Exercise data:
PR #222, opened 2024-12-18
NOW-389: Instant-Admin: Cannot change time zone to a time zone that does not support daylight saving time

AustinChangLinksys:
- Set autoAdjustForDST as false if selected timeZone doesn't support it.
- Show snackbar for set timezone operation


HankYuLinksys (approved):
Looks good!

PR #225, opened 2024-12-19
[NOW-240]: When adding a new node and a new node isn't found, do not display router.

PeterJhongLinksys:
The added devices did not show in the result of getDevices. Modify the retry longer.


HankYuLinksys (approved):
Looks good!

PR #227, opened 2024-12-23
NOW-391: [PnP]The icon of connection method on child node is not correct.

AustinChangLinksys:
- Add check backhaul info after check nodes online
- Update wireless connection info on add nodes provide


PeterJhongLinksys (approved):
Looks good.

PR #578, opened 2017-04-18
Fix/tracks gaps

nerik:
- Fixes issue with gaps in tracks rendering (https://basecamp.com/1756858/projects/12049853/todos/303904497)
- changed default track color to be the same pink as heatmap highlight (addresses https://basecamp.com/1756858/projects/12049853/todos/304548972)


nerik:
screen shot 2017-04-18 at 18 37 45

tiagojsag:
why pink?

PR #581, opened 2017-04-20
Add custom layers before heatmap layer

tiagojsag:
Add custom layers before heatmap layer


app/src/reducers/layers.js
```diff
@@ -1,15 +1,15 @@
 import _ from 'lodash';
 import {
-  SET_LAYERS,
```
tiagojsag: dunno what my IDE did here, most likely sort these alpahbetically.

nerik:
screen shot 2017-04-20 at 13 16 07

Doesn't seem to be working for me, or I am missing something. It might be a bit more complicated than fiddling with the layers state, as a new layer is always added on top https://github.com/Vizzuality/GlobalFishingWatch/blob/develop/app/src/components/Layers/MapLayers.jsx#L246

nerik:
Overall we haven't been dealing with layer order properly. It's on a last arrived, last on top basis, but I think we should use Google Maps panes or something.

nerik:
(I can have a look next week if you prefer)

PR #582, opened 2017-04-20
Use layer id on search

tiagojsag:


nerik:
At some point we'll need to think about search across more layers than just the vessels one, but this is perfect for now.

---

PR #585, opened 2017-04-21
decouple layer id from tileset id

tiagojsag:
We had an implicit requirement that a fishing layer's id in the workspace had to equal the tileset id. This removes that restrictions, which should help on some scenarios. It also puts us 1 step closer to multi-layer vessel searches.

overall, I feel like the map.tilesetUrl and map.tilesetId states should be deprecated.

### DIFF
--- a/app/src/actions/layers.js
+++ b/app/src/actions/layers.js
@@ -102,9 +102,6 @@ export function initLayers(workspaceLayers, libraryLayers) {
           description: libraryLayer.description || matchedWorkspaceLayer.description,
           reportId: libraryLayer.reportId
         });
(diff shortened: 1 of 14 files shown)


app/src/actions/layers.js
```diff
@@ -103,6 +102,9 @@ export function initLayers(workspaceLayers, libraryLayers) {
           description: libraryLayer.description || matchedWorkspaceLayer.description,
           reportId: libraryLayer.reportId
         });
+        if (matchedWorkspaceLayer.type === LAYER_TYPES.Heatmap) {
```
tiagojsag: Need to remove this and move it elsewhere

---

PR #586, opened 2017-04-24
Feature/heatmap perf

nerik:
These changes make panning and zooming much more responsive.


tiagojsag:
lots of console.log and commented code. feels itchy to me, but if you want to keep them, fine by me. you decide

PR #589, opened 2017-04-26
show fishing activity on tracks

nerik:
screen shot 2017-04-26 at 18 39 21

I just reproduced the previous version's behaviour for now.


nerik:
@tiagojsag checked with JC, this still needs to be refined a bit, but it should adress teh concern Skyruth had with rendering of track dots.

Task details:
Filter the data above, keeping only lines that include the string "export".

Reply:
@@ -102,9 +102,6 @@ export function initLayers(workspaceLayers, libraryLayers) {
@@ -103,6 +102,9 @@ export function initLayers(workspaceLayers, libraryLayers) {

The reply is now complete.